I’m going to say ‘no’. But

Michael Lacewing
September 24, 2015 (changed September 24, 2015) Permalink

I’m going to say ‘no’. But before answering your challenge to saying 'no', a comment on your challenge to saying ‘yes’. You assume that in order to know that all beautiful paintings are good paintings, I must view all beautiful paintings. But this assumes, in turn, that the only way we can establish a connection between being beautiful and being good is through repeated experience, i.e. empirically. That’s not, I think, true. There could be – indeed, I think there is – a conceptual connection between beauty and aesthetic goodness. Compare: to know that all vixens are foxes, I don’t need to find all the vixens in the world, and check that they are foxes. I just need to understand the word ‘vixen’, meaning ‘female fox’. So if we could show that ‘beauty’ is, conceptually, a type of aesthetic goodness, a standard of what is good, aesthetically speaking, then we can know – without checking – that all beautiful paintings will be good.

But I’m not satisfied with this answer. Beauty is one kind of aesthetic good, but perhaps there are others. Maybe to be good as a painting, i.e. a work of art, requires something either different from, or in addition to, beauty. I think it does. And knowing what makes a painting a good painting – knowing the standard for good art - will help us know how to discover whether something is good art or not. This might not be foolproof, or give clear answers every time. That's not an objection. Compare: I can say, perfectly well, how I can judge that there is a table in front of me – I see it – without claiming that my vision is always correct, never confused (think of fog and bad lighting).

So – this next bit is very contentious! Art is about the communication of thought and feeling. Tolstoy (‘What is art?’) says “Art is a human activity consisting in this, that one man consciously by means of certain external signs, hands onto others feelings he has lived through, and that others are infected by those feelings and also experience them.” There are lots of problems with this at it stands, but I think the kernel is right. To judge a piece of art as good or not, we must first understand it, and we should judge it in light of what we come to understand. We need to understand what the artist is trying to do, and then experience that effect ourselves. The first part covers their psychological processes, both conscious and unconscious, but also the artistic conventions and climate of their time (e.g. aesthetic conventions, systems of symbolism, available modes of production, the original purpose of the work, and much else). What you know will make a difference to what you perceive, just as a bird-spotter can see and distinguish different species when the uninformed will just see birds. With this deeper understanding, we can see what succeeds in the painting and what does not, what the artist is aiming at. We can also understand the profundity (or not) of what is expressed there. Some conceptual art, for instance, is gimmicky – once you get the idea, the artwork quickly loses interest. But it needn’t be, e.g. there can be much to reflect on in the way in which the concept is expressed through the medium.

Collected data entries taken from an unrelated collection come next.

PR #5038, opened 2026-03-03
feat(inference): bidirectional reasoning token passthrough for chat completions

cdoern:
# What does this PR do?

Add extra="allow" to OpenAIAssistantMessageParam so that provider-specific fields (reasoning, reasoning_content, thinking) are preserved when clients echo assistant messages back in multi-turn conversations.

Without this, reasoning tokens returned by models like gpt-oss on Ollama were silently dropped during request deserialization, causing measurable quality degradation on multi-turn benchmarks (e.g. BFCL).

The response direction already worked: the OpenAI SDK uses extra="allow" on its response types, so provider reasoning fields survive the provider->client path and are included in model_dump_json() output. This change closes the client->provider gap.

No OpenAPI schema fields are added for reasoning content -- the passthrough is transparent (additionalProperties: true), keeping provider-specific details out of the public API contract.

Add integration test test_openai_chat_completion_reasoning_passthrough that records a two-turn conversation with a reasoning model and asserts that reasoning tokens survive the round-trip. The test is skipped automatically when the configured model does not emit reasoning tokens.

## Test Plan

new integration test using gpt-oss:20b

relates to #5007

### DIFF
--- a/src/llama_stack_api/inference/models.py
+++ b/src/llama_stack_api/inference/models.py
@@ -13,7 +13,7 @@ using Pydantic with Field descriptions for OpenAPI schema generation.
 from enum import Enum, StrEnum
 from typing import Annotated, Any, Literal, Self
 
-from pydantic import BaseModel, Field, field_validator, model_validator
+from pydantic import BaseModel, ConfigDict, Field, field_validator, model_validator
 from typing_extensions import TypedDict
 
 from llama_stack_api.common.content_types import InterleavedContent
@@ -390,6 +390,8 @@ class OpenAIChatCompletionToolCall(BaseModel):
 @json_schema_type
 class OpenAIAssistantMessageParam(BaseModel):
     """A message containing the model's (assistant) response in an OpenAI-compatible chat completion request."""
+
+    model_config = ConfigDict(extra="allow")
 
     role: Literal["assistant"] = Field(
         default="assistant", description="Must be 'assistant' to identify this as the model's response."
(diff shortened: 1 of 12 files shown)


src/llama_stack_api/inference/models.py
```diff
@@ -391,6 +391,8 @@ class OpenAIChatCompletionToolCall(BaseModel):
 class OpenAIAssistantMessageParam(BaseModel):
     """A message containing the model's (assistant) response in an OpenAI-compatible chat completion request."""
 
+    model_config = ConfigDict(extra="allow")
```
skamenan7, line 394: Any field name gets through with extra="allow", not just reasoning tokens. Would reasoning, reasoning_content, and  thinking as explicit optional fields work for the current use cases instead?

mattf:
@rranabha please mash approve on this if it works for you

rranabha:
> @rranabha please mash approve on this if it works for you

lgtm. 

In my tests, it fixes `ls->ollama` while no-op for `ls->openai`. 

@cdoern To be clear, this fix is only meant for `ls chat-completions` right ? Because problem still persists when using `ls responses`.

jaideepr97:
> @cdoern To be clear, this fix is only meant for `ls chat-completions` right ? Because problem still persists when using `ls responses`.

yeah from what I can tell we might need to add a new class for `ResponseReasoningItem` and populate it by extracting reasoning tokens from the extra fields after this one merges

cdoern:
yes @rranabha @jaideepr97 this is just for the chat completion issue.

PR #1999, opened 2024-05-29
Tutorial refactor

BorisJov:


Assets/MirageXR/Tutorial/HelpSteps/HelpSelectionModel.cs
```diff
@@ -0,0 +1,51 @@
...
+    /// <summary>
+    /// Model for all items in the help selection dialogue.
+    /// Should be serialisable.
+    /// </summary>
+    public class HelpSelectionModel
+    {
+        /// <summary>
+        /// Text that should be shown in the help popup, when the user is selecting help.
+        /// </summary>
+        [JsonProperty("selection_text")] public string SelectionText { get; set; }
```
cawke:
```suggestion
        [JsonProperty] public string SelectionText { get; set; }
```

for others too

Assets/MirageXR/Player/Scripts/Mobile/Popup/HelpSelectionPopup.cs
```diff
@@ -41,5 +143,28 @@ protected override bool TryToGetArguments(params object[] args)
...
+        /// </summary>
+        /// <param name="steps">The steps in the mini-tutorial.</param>
+        private void ShowShortMessageSequence(List<TutorialModelUI> steps)
+        {
+            this.Close();
+            var queue = new Queue<TutorialModelUI>(steps);
+            TutorialManager.Instance.MobileTutorial.Show(queue);
+        }
+
+        private void startMobileEditingTutorial()
```
cawke:
```suggestion
        private void StartMobileEditingTutorial()
```

Assets/MirageXR/Player/Scripts/Mobile/Popup/HelpSelectionPopup.cs
```diff
@@ -41,5 +143,28 @@ protected override bool TryToGetArguments(params object[] args)
...
+        {
+            this.Close();
+            TutorialManager.Instance.StartNewMobileEditingTutorial();
+        }
+
+        private void startMobileViewingTutorial()
```
cawke:
```suggestion
        private void StartMobileViewingTutorial()
```

cawke (changes requested):
generally good, correct minor errors and check the positions of all windows so that the situation does not occur as in the screenshot

image

Assets/MirageXR/Tutorial/HelpSteps/HelpSelectionModel.cs
BorisJov: Why remove these? How will it parse then?

BorisJov: I've just tried removing the names and it doesn't work without them.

Some beautiful works of art can be relatively superficial, e.g. they may express a superficial emotion (‘isn’t it lovely?’) or view of life, leaving us wondering dissatisfied with it as art, even if we admire the way it looks on the surface. So not all beautiful paintings are good paintings. To know whether they are, I’d need to know much more about the painting and the context of its creation, and then see whether the painting succeeds in communicating what the artist aimed at.